# Available data:
________________________________________
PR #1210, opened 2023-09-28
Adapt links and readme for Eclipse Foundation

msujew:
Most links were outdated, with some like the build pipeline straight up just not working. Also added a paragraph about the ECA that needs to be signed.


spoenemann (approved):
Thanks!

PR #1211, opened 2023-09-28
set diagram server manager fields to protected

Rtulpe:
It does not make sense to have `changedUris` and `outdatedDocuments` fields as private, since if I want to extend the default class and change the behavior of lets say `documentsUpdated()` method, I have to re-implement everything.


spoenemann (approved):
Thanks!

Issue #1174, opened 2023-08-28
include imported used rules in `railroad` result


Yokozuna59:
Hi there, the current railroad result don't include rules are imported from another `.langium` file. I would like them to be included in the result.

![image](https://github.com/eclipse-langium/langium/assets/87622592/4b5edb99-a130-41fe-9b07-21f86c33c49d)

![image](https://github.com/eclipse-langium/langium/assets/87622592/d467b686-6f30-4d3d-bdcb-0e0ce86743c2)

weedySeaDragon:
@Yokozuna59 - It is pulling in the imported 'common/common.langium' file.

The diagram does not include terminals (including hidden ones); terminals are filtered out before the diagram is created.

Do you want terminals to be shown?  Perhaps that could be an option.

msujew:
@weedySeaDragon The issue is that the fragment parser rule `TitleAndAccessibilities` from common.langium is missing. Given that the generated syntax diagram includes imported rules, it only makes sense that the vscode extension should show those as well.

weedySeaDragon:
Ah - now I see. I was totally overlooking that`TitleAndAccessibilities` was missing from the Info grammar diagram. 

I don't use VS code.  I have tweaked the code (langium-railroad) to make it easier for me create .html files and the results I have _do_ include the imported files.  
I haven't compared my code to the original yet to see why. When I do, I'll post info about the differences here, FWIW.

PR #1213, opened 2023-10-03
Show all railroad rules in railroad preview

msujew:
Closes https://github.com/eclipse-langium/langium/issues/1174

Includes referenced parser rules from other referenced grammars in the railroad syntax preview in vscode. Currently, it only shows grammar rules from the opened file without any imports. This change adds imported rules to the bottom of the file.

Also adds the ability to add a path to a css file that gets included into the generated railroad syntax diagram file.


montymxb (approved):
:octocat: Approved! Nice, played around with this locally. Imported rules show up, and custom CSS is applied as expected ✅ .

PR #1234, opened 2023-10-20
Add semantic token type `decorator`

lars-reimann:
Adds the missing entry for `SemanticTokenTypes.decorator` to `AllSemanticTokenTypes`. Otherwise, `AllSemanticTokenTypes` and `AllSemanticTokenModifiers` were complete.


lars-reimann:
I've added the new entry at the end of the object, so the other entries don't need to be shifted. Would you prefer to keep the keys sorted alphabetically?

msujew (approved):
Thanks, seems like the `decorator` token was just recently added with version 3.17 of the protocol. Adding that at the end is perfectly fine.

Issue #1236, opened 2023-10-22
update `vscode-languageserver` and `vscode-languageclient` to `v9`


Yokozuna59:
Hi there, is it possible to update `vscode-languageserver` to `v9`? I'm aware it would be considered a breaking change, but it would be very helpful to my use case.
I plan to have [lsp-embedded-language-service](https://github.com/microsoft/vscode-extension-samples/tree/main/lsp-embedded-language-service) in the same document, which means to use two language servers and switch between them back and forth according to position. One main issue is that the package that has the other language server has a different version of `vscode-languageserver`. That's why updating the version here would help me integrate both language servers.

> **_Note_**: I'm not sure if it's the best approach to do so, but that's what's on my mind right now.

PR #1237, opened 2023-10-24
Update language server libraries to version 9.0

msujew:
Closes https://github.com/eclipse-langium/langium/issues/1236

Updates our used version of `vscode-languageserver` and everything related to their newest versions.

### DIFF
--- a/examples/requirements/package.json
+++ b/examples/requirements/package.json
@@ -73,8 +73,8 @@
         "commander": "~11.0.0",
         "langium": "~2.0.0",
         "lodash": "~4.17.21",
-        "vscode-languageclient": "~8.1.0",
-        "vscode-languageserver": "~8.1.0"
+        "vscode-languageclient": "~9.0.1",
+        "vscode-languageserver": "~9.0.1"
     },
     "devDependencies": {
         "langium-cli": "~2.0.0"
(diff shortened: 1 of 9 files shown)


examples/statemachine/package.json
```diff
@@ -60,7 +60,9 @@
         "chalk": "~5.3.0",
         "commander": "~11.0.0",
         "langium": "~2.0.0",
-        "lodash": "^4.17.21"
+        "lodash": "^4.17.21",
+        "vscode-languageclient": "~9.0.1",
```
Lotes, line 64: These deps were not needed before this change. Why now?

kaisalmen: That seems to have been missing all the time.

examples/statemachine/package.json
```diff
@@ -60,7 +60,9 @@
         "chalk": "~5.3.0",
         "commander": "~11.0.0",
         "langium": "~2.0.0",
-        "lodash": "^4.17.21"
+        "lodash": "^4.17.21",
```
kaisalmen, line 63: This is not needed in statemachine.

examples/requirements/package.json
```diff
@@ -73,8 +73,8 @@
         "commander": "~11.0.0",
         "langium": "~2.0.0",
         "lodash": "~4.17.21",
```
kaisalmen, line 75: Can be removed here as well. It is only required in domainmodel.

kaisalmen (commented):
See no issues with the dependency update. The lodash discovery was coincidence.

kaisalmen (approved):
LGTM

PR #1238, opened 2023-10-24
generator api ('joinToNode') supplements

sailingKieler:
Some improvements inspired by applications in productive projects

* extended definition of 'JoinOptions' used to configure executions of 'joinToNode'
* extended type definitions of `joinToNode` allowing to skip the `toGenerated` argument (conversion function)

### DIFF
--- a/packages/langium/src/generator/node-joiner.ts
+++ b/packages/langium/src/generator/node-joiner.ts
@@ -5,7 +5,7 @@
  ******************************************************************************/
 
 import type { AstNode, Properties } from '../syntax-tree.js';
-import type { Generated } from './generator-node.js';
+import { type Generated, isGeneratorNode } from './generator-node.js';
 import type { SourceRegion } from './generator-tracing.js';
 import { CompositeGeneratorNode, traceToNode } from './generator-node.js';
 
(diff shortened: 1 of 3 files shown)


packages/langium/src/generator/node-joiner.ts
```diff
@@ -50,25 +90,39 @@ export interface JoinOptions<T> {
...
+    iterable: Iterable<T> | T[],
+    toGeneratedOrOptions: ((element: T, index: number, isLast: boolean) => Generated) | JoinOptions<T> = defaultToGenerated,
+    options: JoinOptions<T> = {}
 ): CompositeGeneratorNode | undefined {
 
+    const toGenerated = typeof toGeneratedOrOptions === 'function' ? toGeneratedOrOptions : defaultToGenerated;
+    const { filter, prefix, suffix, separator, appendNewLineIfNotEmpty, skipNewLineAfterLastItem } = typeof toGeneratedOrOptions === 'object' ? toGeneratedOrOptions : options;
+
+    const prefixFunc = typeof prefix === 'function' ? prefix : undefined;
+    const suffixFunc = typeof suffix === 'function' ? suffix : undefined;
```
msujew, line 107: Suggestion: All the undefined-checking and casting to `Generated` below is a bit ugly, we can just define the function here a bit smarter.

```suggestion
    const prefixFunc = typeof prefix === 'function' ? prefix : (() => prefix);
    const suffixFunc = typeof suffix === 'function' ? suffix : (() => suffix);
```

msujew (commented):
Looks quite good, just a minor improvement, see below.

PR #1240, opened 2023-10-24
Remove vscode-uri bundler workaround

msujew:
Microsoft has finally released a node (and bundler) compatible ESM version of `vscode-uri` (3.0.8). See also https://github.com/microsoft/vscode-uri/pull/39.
________________________________________
# Exercise details:
Scan the listing above and copy all lines containing the word "files".

# Worked solution:
I don't use VS code.  I have tweaked the code (langium-railroad) to make it easier for me create .html files and the results I have _do_ include the imported files.  
(diff shortened: 1 of 9 files shown)
(diff shortened: 1 of 3 files shown)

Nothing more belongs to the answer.